Physically, Ashes Without Number is cleanly and tidily, if plainly laid out. The artwork is decent, but the overall look of the book is serviceable rather than engaging.

One of the impressive features of Ashes Without Number is the fact that despite it being located within the Old School Renaissance, it is not Class and Level roleplaying game. Or rather, it is not a roleplaying game in which a Class defines what a Player Character is capable of. Or rather, there is just a single Class which defines what every Player Characters gains at each Level, but leaves what a character is capable of in terms of skills, Edges, and Foci, firmly in the hands of the player, giving him the freedom to create and develop a character as he wants.

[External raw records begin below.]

PR #1480, opened 2026-09-11
Keep aborted savepoint handles invalid across writer processes

cberner-ai:
A `Savepoint` handle can outlive the aborted transaction that created its persistent savepoint. In `MultiWriterProcess`, a peer can reuse that persistent ID, making the stale handle valid again and allowing it to restore an obsolete snapshot that loses committed data.

Assign each savepoint registration a monotonically increasing local ID and validate it on restore. Unchanged registrations retain their identity across peer commits; replacements receive a fresh identity and the correct snapshot reference. Transaction drop retires unfinished registrations, including after a panic or failed commit. Public savepoint IDs and the file format are unchanged.

Regressions cover explicit abort, ordinary drop, and panic unwinding, with replacements at both the same and a newer snapshot. They also verify that valid handles survive repeated lookups and peer commits, and that deletion releases their references. The API and design docs describe the behavior.

Validation passed:

- `just test` (including all 25 multiprocess integration tests).
- 60-second transaction/savepoint fuzz smoke test: 27,091 runs without a failure.
- `no_std` compile with warnings denied.
- Both original audit reproducers now reject stale handles with `InvalidSavepoint`.

### DIFF
--- a/src/transaction_tracker.rs
+++ b/src/transaction_tracker.rs
@@ -45,6 +45,15 @@ impl TransactionId {
 #[derive(Copy, Clone, Ord, PartialOrd, Eq, PartialEq, Hash, Debug)]
 pub(crate) struct SavepointId(pub u64);
 
+// Unique within one tracker, including across aborted transactions and peer ID reuse.
+#[derive(Copy, Clone, Eq, PartialEq, Debug)]
+pub(crate) struct LocalSavepointId(u64);
+
+struct SavepointRegistration {
+    local_id: LocalSavepointId,
+    transaction_id: TransactionId,
+}
+
 impl SavepointId {
     pub(crate) fn next(self) -> SavepointId {
         SavepointId(self.0 + 1)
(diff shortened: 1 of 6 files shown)


src/transactions.rs
```diff
@@ -1147,6 +1149,9 @@ impl WriteTransaction {
     /// This savepoint will exist until it is deleted with
     /// [`delete_persistent_savepoint()`](Self::delete_persistent_savepoint).
     ///
+    /// If this transaction is aborted, the savepoint and any handles obtained for it become
+    /// invalid, even if another writer later reuses its id.
```
cberner: Remove the "even if another writer..." part.

CHANGELOG.md
```diff
@@ -45,6 +45,8 @@
   to end.
 * In `MultiWriterProcess`, existing handles recover automatically after another process exits
   during compaction or repair. They can resume writing without reopening the database.
+* Fix aborted persistent savepoint handles becoming valid again when another writer reuses
+  their ids in `MultiWriterProcess`. Restoring such a handle could lose committed data.
```
cberner: remove. This regression was never released

src/transaction_tracker.rs
```diff
@@ -127,6 +137,27 @@ struct State {
...
+            self.valid_savepoints
+                .insert(
+                    id,
+                    SavepointRegistration {
+                        local_id,
+                        transaction_id,
+                    },
+                )
+                .is_none()
+        );
```
cberner: Add an intermediate variable. The formatting here is really bad

src/transactions.rs
cberner: Introduce some intermediates if possible. This if condition is hard to read now

PR #1490, opened 2026-09-17
Add Value::NICHE and implement Value and Key for the NonZero integer types

### LINKED ISSUE #873: Implement `Key` for `NonZero…`

cberner:
Fixes #873
Fixes #1408
Fixes #1409.

`Value` gains an optional `NICHE`: a byte string that `as_bytes()` never returns. `Option<T>` encodes `None` as `T`'s niche in place of its tag byte, so `Option<T>` costs no more space than `T`. The `NonZero` integer types implement `Value` and `Key`, encoded as the primitives they wrap, with zero as their niche: `Option<NonZeroU32>` is 4 bytes rather than 5. No specialization is needed, since the varying behavior lives on redb's own trait.

Related: https://github.com/cberner/redb/pull/1408 and https://github.com/cberner/redb/pull/1409 explore the same approach.

## Design

- `const NICHE: Option<&'static [u8]> = None` on `Value`. A fixed width type's niche must be exactly its width; a variable width type's may be any length, including empty. Types that declare none keep the tag encoding byte for byte, so existing tables are unaffected.
- `Option<T>` with a niche: `None` is the niche, `Some(x)` is `x`'s own encoding. `None` still sorts below every `Some`, negative signed values included, and is still `min_encoded_key()`; two `Some` values separate as `T`'s encodings do.
- `(T,)` forwards `T`'s niche, since it is encoded exactly as `T`.
- `#[derive(Value)]` on a struct with exactly one field forwards the field's niche too, since it is encoded exactly as `(T,)`. The generated code refers to `Value::NICHE`, so such a struct can only be derived against a redb that has it: deriving it against redb 3.0 through `#[redb(crate = "...")]` no longer compiles, and the compatibility test's one-field inner struct gained a second field to keep covering 3.0.
- `NonZeroU8` to `NonZeroU128` and `NonZeroI8` to `NonZeroI128` delegate to the wrapped primitive's `Value` and `Key` impls. Each has its own type name, so a table of the primitive, which may hold zeros, does not open as the `NonZero` type. `NonZeroUsize` and `NonZeroIsize` are left out, as `usize` and `isize` are.
- Debug assertions in `Option<T>` check the niche rules: a fixed width niche is that wide, no value encodes to the niche, and `T::separator()` never returns it.

## Not done here

`Option<T>`'s type name does not change when `T` gains a niche. That is fine for the new `NonZero` types, but a user adding `NICHE` to a type that already has `Option<T>` tables would have that data misread rather than rejected. The changelog warns about it. A type-name change for niche-encoded `Option` is probably part of the migration story for `Option<&str>` and `Option<bool>`, which this PR deliberately leaves alone.

## Commits

One per step, each building and passing its tests on its own:

1. Add `Value::NICHE`, with the changelog subheadings
2. Forward the element's niche through `(T,)`
3. Encode `Option<T>` without a tag when `T` declares a niche
4. Implement `Value` and `Key` for the `NonZero` integer types
5. Forward the field's niche through single-field derived structs

## Tests

- Unit tests: a fixed width test type whose niche is the bytewise largest encoding, a variable width test type tried with empty, 1-byte and 3-byte niches (including a `separator()` that would naturally produce the niche), all ten `NonZero` types with ordering checked against Rust's own `Ord` for `Option<NonZero*>`, nested `Option<Option<_>>`, tuple forwarding, and a niche-encoded `None` substituted as a collapsed tuple tail.
- Integration tests: `NonZero` and `Option<NonZero>` tables, a 2049-entry `Option<NonZeroI32>` table asserting 12 stored bytes per entry with a multi-level tree, reopened from disk and integrity-checked, and type identity in both key and value positions.
- Derive tests: one-field tuple and named structs forward the niche, nesting forwards it again, multi-field and unit structs declare none, `Option` of a one-field struct round-trips through a table with `None` first, and the shadowed-name and no-prelude modules gained one-field structs so the generated constant compiles there too.

## Verification

`cargo fmt --check`, `cargo clippy --all-targets --all-features` with `--deny warnings`, `cargo test --all-features` (which covers the derive crates), `cargo doc`, `cargo deny check licenses advisories`, the `thumbv7em-none-eabihf` no_std check, the `wasm32-unknown-unknown` check of redb and redb-derive, and the new tests under `wasm32-wasip1-threads` with the CI-pinned nightly all pass.

---
_Generated by [Claude Code](https://claude.ai/code/session_01MzoHC3wdiF7ZEBM9XucstN)_


src/types.rs
```diff
@@ -160,6 +160,21 @@ pub trait Value: Debug {
...
+    /// every encoding, so `Option<Self>` costs no more space than `Self`. Declaring one is
+    /// optional, and the default is `None`.
+    ///
+    /// A fixed width type's niche must be exactly [`fixed_width()`](Self::fixed_width) bytes
+    /// long. A variable width type's niche may be any length, including empty.
+    ///
+    /// Implementations must ensure that `as_bytes()` never returns the niche, for any value:
+    /// `Option<Self>` would decode that value as `None`. Adding a niche to a type that already
+    /// has tables, or changing it, changes the encoding of `Option<Self>` without changing its
+    /// `type_name()`, so existing `Option<Self>` data would be misread rather than rejected.
```
cberner: Don't include so much discussion of the Option type. You can give Option as a short example of a container type that may use the NICHE for an optimization, but this documentation should focus only on the requirements of NICHE: that as_bytes() never returns it

cberner (commented):
Also add another commit which adds NICHE forwarding for single field structs since they share the same encoding as (T,)

cberner:
Both review items are in the pushed series (head `3a8fccf`):

- The `NICHE` doc now states only the requirement: `as_bytes()` never returns it, plus the width rule for fixed width types, with `Option` as a one-line example. Amended into the first commit, since this repo does not merge fixup commits.
- New fifth commit: `#[derive(Value)]` on a struct with exactly one field forwards the field's `NICHE`, since it is encoded exactly as `(T,)`. One trade-off to be aware of: the generated impl refers to `Value::NICHE`, so a one-field struct can no longer be derived against redb 3.0 through `#[redb(crate = "...")]`. The derive docs and changelog say so, and the compatibility test's one-field `Old3Inner` gained a second field to keep covering 3.0. If you would rather keep 3.0 for one-field structs, an opt-out on the `#[redb(...)]` attribute would do it; say the word and I will add it.

---

cberner (commented):
Remove the references to version "4.4" in the redb-derive comments

cberner:
Done in `44647ae`: the redb-derive comments, the compatibility test's module doc, and the derive changelog bullet no longer name a version; they say a one-field struct needs a redb that has `Value::NICHE`. Amended into the fifth commit.

---

cberner:
On the Codex P1 ("give niche-encoded options a distinct type identity"): this is the item listed under "Not done here" above, and the `Value::NICHE` changelog entry warns about it. It is deliberately left for the migration work planned for `Option<&str>` and `Option<bool>`, where the spelling of the new type identity gets decided once for all of them.

Two precisions on the exposure. It cannot affect the types this PR adds: `Option<NonZero*>` has never been stored with a tag. And it cannot affect a fixed width type that adds a niche later: the stored table definition records the fixed width, `open_table()` compares it, and `Option<T>` is one byte narrower with the niche, so such a table fails with `TypeDefinitionChanged` rather than being misread. What remains is a user's variable width type that starts declaring `NICHE` while it already has `Option<T>` tables, which the docs and changelog call out.

Not changing the type identity in this PR unless @cberner wants it here.

---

Similarly, the Game Master has a lot of freedom to do what she wants with Ashes Without Number. There are plenty of post-apocalyptic roleplaying games to choose from, whether that is a print-on-demand version of Gamma World or the more recent Fallout: The Roleplaying Game, and these will do many of the things that Ashes Without Number will do and Ashes Without Number will do many of the things that they do. They have the advantage of coming with ready-made backgrounds too and they will also do certain things better than Ashes Without Number because they are specifically designed to do so. Whereas Ashes Without Number is designed as toolkit and provides everything that a Game Master needs to create a setting of her own and handle the various elements of the genre. This it does in a solidly workmanlike and comprehensive fashion with an impressive multitude of options, prompts, and tools, all of which are easy to use, even if the Game Master is not familiar with the Old School Renaissance—and even easier if she is. For the Game Master who wants to create her own post-apocalyptic campaign setting, Ashes Without Number is undoubtedly a good choice.